Overview of Hadoop archives

Storing a large number of small files in HDFS leads to inefficient utilization of space – the namespace is overutilized while the disk space might be underutilized. Hadoop Archives (HAR) address this limitation by efficiently packing small files into large files without impacting the file access.

The Hadoop Distributed File System (HDFS) is designed to store and process large (terabytes) data sets. For example, a large production cluster may have 14 PB of disk space and store 60 million files.

However, storing a large number of small files in HDFS is inefficient. A file is generally considered to be "small" when its size is substantially less than the HDFS block size. Files and blocks are name objects in HDFS, meaning that they occupy namespace (space on the NameNode). The namespace capacity of the system is therefore limited by the physical memory of the NameNode.

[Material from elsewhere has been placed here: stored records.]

PR #7070, opened 2019-11-16
[MRG] Add spectro-spatial decomposition SSD example

dengemann:
This is a first example demonstrating spatial filtering with SSD (Nikulin et al 2011, NIMG), which essentially enhances the oscillatory signal of interest by removing background signal from surrounding frequencies.
The example is autonomous as is, but if we converge on ideas, I'd extend it to have a Transformer API like SPoC or CSP.

cc @agramfort @DavidSabbagh @pierreablin @wmvanvliet @britta-wstnr

PR #8527, opened 2020-11-15
[FIX] some post-merge fixes for SSD

dengemann:
This PR implements a few post-merge fixes to #7070 for issues pointed out by @agramfort [cc @vpeterson]

@agramfort I put inverse_transform -> NotImplemented and propose to call it ``apply_array`` as this API works with arrays, not instances. I will personally do not have the bandwidth to implement a proper ``apply`` as far more handling of channels types will be needed. Note that CSP has got no ``apply`` method and XDawn's apply is like ICA in supporting instances.

Perhaps @vpeterson wants look into extensions in the future. For now I suggest let's focus on what necessarily has to be fixed.

### DIFF
--- a/examples/decoding/plot_ssd_spatial_filters.py
+++ b/examples/decoding/plot_ssd_spatial_filters.py
@@ -39,7 +39,7 @@ freqs_noise = 8, 13
 
 ssd = SSD(info=raw.info,
           reg='oas',
-          sort_by_spectral_ratio=False,  # False for purpose of exmple.
+          sort_by_spectral_ratio=False,  # False for purpose of example.
           filt_params_signal=dict(l_freq=freqs_sig[0], h_freq=freqs_sig[1],
                                   l_trans_bandwidth=1, h_trans_bandwidth=1),
           filt_params_noise=dict(l_freq=freqs_noise[0], h_freq=freqs_noise[1],
@@ -68,7 +68,7 @@ psd, freqs = mne.time_frequency.psd_array_welch(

When there are many small files stored in the system, these small files occupy a large portion of the namespace. As a consequence, the disk space is underutilized because of the namespace limitation. In one real-world example, a production cluster had 57 million files less than 256 MB in size, with each of these files taking up one block on the NameNode. These small files used up 95% of the namespace but occupied only 30% of the cluster disk space.

Hadoop Archives (HAR) can be used to address the namespace limitations associated with storing many small files. HAR packs a number of small files into large files so that the original files can be accessed transparently (without expanding the files).

HAR increases the scalability of the system by reducing the namespace usage and decreasing the operation load in the NameNode. This improvement is orthogonal to memory optimization in the NameNode and distributing namespace management across multiple NameNodes.

Hadoop Archive is also compatible with MapReduce — it allows parallel access to the original files by MapReduce jobs.